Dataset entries
PR #432, opened 2021-01-16
MGMT-3463 collect full journal logs on error

slaviered:
/hold

dmesg and journal logs should be collected on all nodes in case of an error

### DIFF
--- a/discovery-infra/test_infra/logs_utils.py
+++ b/discovery-infra/test_infra/logs_utils.py
@@ -23,10 +23,10 @@ def verify_logs_uploaded(cluster_tar_path, expected_min_log_num, installation_su
             tar.extractall(tempdir)
             for gz in os.listdir(tempdir):
                 if "bootstrap" in gz:
-                    _verify_node_logs_uploaded(tempdir, gz)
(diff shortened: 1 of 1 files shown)


discovery-infra/test_infra/logs_utils.py
```diff
@@ -67,7 +67,7 @@ def _verify_bootstrap_logs_uploaded(dir_path, file_path, installation_success):
     logs = gz.getnames()
     assert any("bootkube.logs" in s for s in logs), f"bootkube.logs isn't found in {logs}"
     if not installation_success:
-        for logs_type in ["dmesg.logs", "log-bundle"]:
+        for logs_type in ["dmesg.logs", "log-bundle", "journal.logs"]:
```
ybettan, line 70: `journal.logs` and `dmesg.logs` are collected on all nodes only if failure.

They both need to be added to `_verify_node_logs_uploaded` and add a `installation_success` to the function in order to test it only on failure.

YuviGold:
@slaviered Still relevant?

YuviGold (approved):
LGTM

PR #434, opened 2021-01-17
Add wait for controller method

iovadia:

Used in tests to wait for controller and cause cluster error status

### DIFF
--- a/discovery-infra/test_infra/logs_utils.py
+++ b/discovery-infra/test_infra/logs_utils.py
@@ -11,7 +11,7 @@ OC_DOWNLOAD_LOGS_INTERVAL = 10 * 60
 NUM_OF_RETRIES = 6
 
 
-def verify_logs_uploaded(cluster_tar_path, expected_min_log_num, installation_success, check_oc=False):
+def verify_logs_uploaded(cluster_tar_path, expected_min_log_num, installation_success, verify_control_plane=False, check_oc=False):
     assert os.path.exists(cluster_tar_path), f"{cluster_tar_path} doesn't exist"
 
     with TemporaryDirectory() as tempdir:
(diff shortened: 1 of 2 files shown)


YuviGold (approved):

discovery-infra/test_infra/logs_utils.py
```diff
@@ -11,7 +11,7 @@
 NUM_OF_RETRIES = 6
 
 
-def verify_logs_uploaded(cluster_tar_path, expected_min_log_num, installation_success, check_oc=False):
+def verify_logs_uploaded(cluster_tar_path, expected_min_log_num, installation_success, verify_control_plane, check_oc=False):
```
YuviGold, line 14: Please set `verify_control_plane` with a default value so the API won't get broken.
For example, this function is being called from [download_logs module](https://github.com/openshift/assisted-test-infra/blob/5c615a2b85b2c7b0a5867d75bf944463e0f08745/discovery-infra/download_logs.py#L133-L135) and also on the [d/s tests](https://gitlab.cee.redhat.com/ocp-edge-qe/kni-assisted-installer-auto/blob/9bcbbfc15586cb0e782d003e27b05533c8056cb9/api_tests/test_logs.py#L33)

YuviGold (changes requested):

discovery-infra/test_infra/logs_utils.py
iovadia: Thank you for the review, it has a default value.
https://github.com/openshift/assisted-test-infra/pull/434/files#diff-c389358d0828525582921b728933e4e8fac124f747d6bc1a955f4edf2ae3667aR73

YuviGold: Only the inner private function has a default value, while the public function is missing one.

iovadia: Got it, thanks

YuviGold (approved):

PR #435, opened 2021-01-17
pulling squid container image from quay

nshidlin:
Pulling the container image for proxy server from quay instead of dockerhub, in order to avoid pull rate limits


YuviGold (approved):
LGTM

### Task goal
If a line of the records holds the word "container", count it; report only the total.

### Expected answer
2